◆ **Task details**:
Look for the string "Profile" in the listing below, then copy every line that has it.

BEGIN

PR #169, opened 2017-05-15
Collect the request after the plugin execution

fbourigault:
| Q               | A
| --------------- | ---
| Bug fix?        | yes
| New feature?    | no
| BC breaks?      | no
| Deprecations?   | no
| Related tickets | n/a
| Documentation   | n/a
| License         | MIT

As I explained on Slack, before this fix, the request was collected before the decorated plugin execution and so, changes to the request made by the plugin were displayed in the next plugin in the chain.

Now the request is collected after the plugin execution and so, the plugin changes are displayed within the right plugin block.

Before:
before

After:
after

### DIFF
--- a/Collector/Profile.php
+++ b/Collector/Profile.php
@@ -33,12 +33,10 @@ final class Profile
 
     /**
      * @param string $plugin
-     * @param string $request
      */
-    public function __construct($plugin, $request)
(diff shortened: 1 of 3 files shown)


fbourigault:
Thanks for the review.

END
BEGIN

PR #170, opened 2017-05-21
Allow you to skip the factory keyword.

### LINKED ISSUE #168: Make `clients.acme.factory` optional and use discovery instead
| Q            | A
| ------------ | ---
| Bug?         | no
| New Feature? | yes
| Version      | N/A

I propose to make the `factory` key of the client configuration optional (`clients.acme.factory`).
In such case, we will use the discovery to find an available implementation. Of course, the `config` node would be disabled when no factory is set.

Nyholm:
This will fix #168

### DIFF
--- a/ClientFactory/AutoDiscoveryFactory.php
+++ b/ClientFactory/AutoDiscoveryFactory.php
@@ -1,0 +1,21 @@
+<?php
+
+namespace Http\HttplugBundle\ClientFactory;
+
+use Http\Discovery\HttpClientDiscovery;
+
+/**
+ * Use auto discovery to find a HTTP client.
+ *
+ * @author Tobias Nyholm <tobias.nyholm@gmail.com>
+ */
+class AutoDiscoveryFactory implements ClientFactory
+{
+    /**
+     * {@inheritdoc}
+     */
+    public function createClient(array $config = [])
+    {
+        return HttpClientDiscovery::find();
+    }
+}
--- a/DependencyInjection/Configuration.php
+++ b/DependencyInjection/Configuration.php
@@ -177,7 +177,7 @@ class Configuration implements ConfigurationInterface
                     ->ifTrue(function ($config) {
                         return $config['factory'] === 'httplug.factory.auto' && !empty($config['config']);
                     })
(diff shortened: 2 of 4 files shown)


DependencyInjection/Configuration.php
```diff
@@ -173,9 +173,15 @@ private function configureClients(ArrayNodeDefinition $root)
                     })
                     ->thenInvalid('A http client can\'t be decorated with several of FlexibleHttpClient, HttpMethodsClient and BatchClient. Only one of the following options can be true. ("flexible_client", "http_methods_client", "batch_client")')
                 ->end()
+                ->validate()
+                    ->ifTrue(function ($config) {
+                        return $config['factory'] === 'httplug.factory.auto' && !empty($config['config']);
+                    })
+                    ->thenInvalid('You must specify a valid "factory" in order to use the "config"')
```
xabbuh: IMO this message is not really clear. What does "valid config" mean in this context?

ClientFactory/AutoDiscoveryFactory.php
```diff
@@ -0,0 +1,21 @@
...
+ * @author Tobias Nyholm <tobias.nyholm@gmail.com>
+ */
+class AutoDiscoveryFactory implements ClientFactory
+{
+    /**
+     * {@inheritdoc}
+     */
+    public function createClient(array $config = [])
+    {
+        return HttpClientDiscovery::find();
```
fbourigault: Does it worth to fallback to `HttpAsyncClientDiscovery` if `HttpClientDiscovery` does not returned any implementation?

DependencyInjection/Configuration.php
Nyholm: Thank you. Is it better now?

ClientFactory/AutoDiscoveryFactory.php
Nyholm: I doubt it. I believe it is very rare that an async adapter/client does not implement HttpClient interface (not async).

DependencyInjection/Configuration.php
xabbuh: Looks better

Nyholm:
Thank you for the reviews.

END
BEGIN

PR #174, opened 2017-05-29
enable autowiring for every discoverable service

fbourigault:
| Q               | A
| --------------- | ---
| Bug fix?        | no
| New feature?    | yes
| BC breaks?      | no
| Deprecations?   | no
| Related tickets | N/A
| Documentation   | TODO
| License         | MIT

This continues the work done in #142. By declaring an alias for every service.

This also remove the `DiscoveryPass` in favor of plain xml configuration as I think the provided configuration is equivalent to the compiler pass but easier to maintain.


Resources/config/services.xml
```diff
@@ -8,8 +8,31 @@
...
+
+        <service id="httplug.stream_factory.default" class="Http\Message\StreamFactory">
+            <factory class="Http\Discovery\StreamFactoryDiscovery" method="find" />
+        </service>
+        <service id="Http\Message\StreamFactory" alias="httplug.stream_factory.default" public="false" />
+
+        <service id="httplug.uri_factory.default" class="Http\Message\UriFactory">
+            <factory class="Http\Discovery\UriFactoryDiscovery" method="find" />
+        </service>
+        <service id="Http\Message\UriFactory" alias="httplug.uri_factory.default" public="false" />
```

END

◆ **Written answer**:
--- a/Collector/Profile.php
+++ b/Collector/Profile.php
@@ -33,12 +33,10 @@ final class Profile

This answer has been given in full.